▶ **To do**
For the entries below, the expected answer is the line with "possibly similar: https://www.cvedetails.com/cve/CVE-2017-9780/", the line with "Firejail doesn't use fuse, and", and every line between them, exactly as written, and nothing more.
%%
PR #2190, opened 2018-10-13
Revert "Fix issue #2148: Make sure firejail can find helper programs in sandbox regardless of options."

netblue30:
Reverts netblue30/firejail#2186


netblue30:
reopening it, run into some problems with the interaction between mount and network namespaces. I'll bring it back in after some testing.

netblue30:
All fixed!

crass:
Hi @netblue30 
Thanks for taking a look at this.  I'm curious though, what issues did you run into with the original changeset, which had the `unshare` in the main process?  It looks like it might have revolved around `fnet`, but I had no issue with networking with my changes.  Doing the `unshare` in the sandbox seems fine, I'm just wondering what I missed.  BTW, thanks for all the great work!

crass:
I'm reopening this because, I've run into an issue where the path to `libpostexecseccomp.so` in `ld.so.preload` is to `LIBDIR`, which doesn't exist in the sandbox.  I believe we should just change it back to `RUN_FIREJAIL_LIB_DIR`, right?

crass:
Closing because it doesn't make much sense to reopen a pull request...

netblue30:
> I'm just wondering what I missed

You didn't miss anything. The patch was excellent. I run the tests on it ("make test") and it was clean. However, when I started clicking on menus in my desktop manager (LXDE), programs with a network namespace would not start. I still cannot explain it, starting the programs from command line with a network namespace would work fine.

So I moved the mount at the beginning of the sandbox process, and all was fine. I did run into some existing bug with private-lib. It looks like fnet, fseccomp, etc. are linked in with libapparmor, so I needed to add this library by default. All seems to be fine now, probably we'll fix some minor problems. Anyway, thanks for the patch!

crass:
Thanks for taking the time to write the explanation :smile:.  A side effect of that change though is more complexity in the code and issue #2197.  Also, a side-effect of the original code is that firejail didn't have to work about any mounts in the main process (eg. appimage).  Sometimes I get still mounted appimage mounts if I have to kill firejail, so I have to clean those up.  I think its nice to just not worry about the mounts.

PR #2192, opened 2018-10-13
The path in ld.so.preload should point to RUN_FIREJAIL_LIB_DIR, as LIBDIR may not exist.

crass:
This got broken in pq #2190, which partially reverted #2186.


startx2017:
fixed!

PR #2193, opened 2018-10-14
Make --join return exit code of the invoked program

grimskies:
This PR changes the behavior of --join command, making it return the exit code of the invoked program.

```
pawel@azath:~$ firejail --join=test exit 123
Switching to pid 10387, the first child process inside the sandbox
Child process initialized in 45.88 ms
pawel@azath:~$ echo $?
123
```


startx2017:
Thank you for the patch.

PR #2199, opened 2018-10-16
Fix #2142: Firefox appimage fails because it needs non-default seccomp

### LINKED ISSUE #2142: Firefox 61.0.1.glibc2.7 Appimage with multi-process windows enabled does not successfully load pages
Using up to date master with #2141 added, the `61.0.1.glibc2.7` firefox appimage displays, with saved tabs when using a pre-existing profile.  However none of the tabs load, including `file:///` urls.  Version `56.0.2.glibc2.3.4` works just fine.  I would presume all the latest profile fixes are in master, is that a wrong assumption?  Has anyone else gotten 61 non-appimage to run?

https://bintray.com/probono/AppImages/Firefox/61.0.1.glibc2.7#files

crass:
Do not override user provided seccomp lists when in chroot/overlay/appimage, but to use the default if none is provided.  This is a more general fix.  I see no reason we are forcing users to use a default seccomp filter with those options.  There should be a default if no seccomp filter is provided, but if one is provided, it should not be ignored in favor of the default.  This allows the firefox appimage to work, because its sandboxing need chroot, which is disabled in the @default seccomp filter (see #2142).

### DIFF
--- a/src/firejail/sandbox.c
+++ b/src/firejail/sandbox.c
@@ -530,14 +530,6 @@ static void enforce_filters(void) {
 #ifdef HAVE_SECCOMP
 	enforce_seccomp = 1;
 #endif
-	if (cfg.seccomp_list_drop) {
-		free(cfg.seccomp_list_drop);
-		cfg.seccomp_list_drop = NULL;
-	}
-	if (cfg.seccomp_list_keep) {
-		free(cfg.seccomp_list_keep);
-		cfg.seccomp_list_keep = NULL;
-	}
 
 	// disable all capabilities
 	if (arg_caps_default_filter || arg_caps_list)
@@ -547,8 +539,7 @@ static void enforce_filters(void) {
 	// drop all supplementary groups; /etc/group file inside chroot
 	// is controlled by a regular usr
 	arg_nogroups = 1;
-	fmessage("\n** Warning: dropping all Linux capabilities and enforcing  **\n");
-	fmessage("**                  default seccomp filter                 **\n\n");
+	fmessage("\n**     Warning: dropping all Linux capabilities     **\n");
 }
 
 int sandbox(void* sandbox_arg) {


chiraag-nataraj:
@netblue30 Is there any reason we override the provided seccomp list if using those options?

netblue30:
The user can include in appimage a SUID binary and take over the box. We do three things to stop him: set default seccomp, set nonewprivs, clear all capabilities. I guess any one of the three will do it. I would say we can leave seccomp out and depend only on nonewprivs and capabilities. So we merge it, and fix whatever comes after.

smitsohu:
But this is CVE-2016-10123 revisited. Enforcement of no_new_privs is broken now.

smitsohu:
Please disregard above comment. I'm asking myself though if no_new_privs could be enforced independently even without HAVE_SECCOMP compile flag.

crass:
> The user can include in appimage a SUID binary and take over the box.

@netblue30 Wow, so if I understand correctly appimage without any kind of jailing is a priv escalation vuln?  I suppose that might flow from allowing fuse mounted iso which can have a setuid binary and can be loaded by an under privileged program.  However, I would think this would be a more widely known bug.  Or am I reading this wrong?  Is there a CVE or other documentation for this?  I've been searching but haven't quite found anything.

Fred-Barclay:
@crass not appimage but possibly similar: https://www.cvedetails.com/cve/CVE-2017-9780/

smitsohu:
@crass As far as I understand, fuse addresses the problem in a different way by enforcing nosuid, nodev mounts. There _are_ indeed CVE's where it was possible to circumvent this restriction, a rather famous example being [CVE-2016-1576](https://www.openwall.com/lists/oss-security/2016/02/24/8).

Firejail doesn't use fuse, and it doesn't mount the appimage filesystem nosuid, nodev. Instead we are using nonewprivs, capabilities and seccomp, which is just a different (and IMHO better) way to achieve the same thing.
However, I'm wondering if it would be possible to just also add these two mount flags to firejail's appimage mounts, at least if the user is non-privileged. After all, all non-sandboxed appimages are running fine with nosuid, nodev. Not that it would be necessary, but as security in depth.

crass:
Yep, I knew firejail doesn't use fuse, I was/am just surprised/skeptical about the non-firejail scenario.  I like your idea of adding `nosuid` and `nodev` to the appimage loopback mounts. This could easily be done on [line 116 and 121 of appimage.c](https://github.com/netblue30/firejail/blob/d69e0cf1b35cac9185081bd6d95d82024868ae76/src/firejail/appimage.c#L116). If we find any appimages legitimately needing suid or devices in them, then we can revisit this.

PR #2201, opened 2018-10-17
Add nou2f to all profiles

### LINKED ISSUE #2194: add nou2f to all profiles with private-dev
We punched a small hole in `private-dev` to get yubikeys and such working, but it hasn't been closed yet in the profiles that we ship.

I would propose to add `nou2f` to all profiles with `private-dev`, including the browsers and keepassxc. The reason is that /dev/usb can contain devices such as printers and keyboards, and exposing them in the sandbox is usually neither necessary nor desirable.
Imho users who own a yubikey and want to use it with firejail should rather opt-in and disable nou2f themselves.

smitsohu:
- Closes #2194

### DIFF
--- a/etc/0ad.profile
+++ b/etc/0ad.profile
@@ -32,6 +32,7 @@ nogroups
 nonewprivs
 noroot
 notv
+nou2f
 novideo
 protocol unix,inet,inet6
 seccomp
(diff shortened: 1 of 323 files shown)


netblue30:
all set!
%%
▶ **Response to the exercise**
@crass not appimage but possibly similar: https://www.cvedetails.com/cve/CVE-2017-9780/

smitsohu:
@crass As far as I understand, fuse addresses the problem in a different way by enforcing nosuid, nodev mounts. There _are_ indeed CVE's where it was possible to circumvent this restriction, a rather famous example being [CVE-2016-1576](https://www.openwall.com/lists/oss-security/2016/02/24/8).

Firejail doesn't use fuse, and it doesn't mount the appimage filesystem nosuid, nodev. Instead we are using nonewprivs, capabilities and seccomp, which is just a different (and IMHO better) way to achieve the same thing.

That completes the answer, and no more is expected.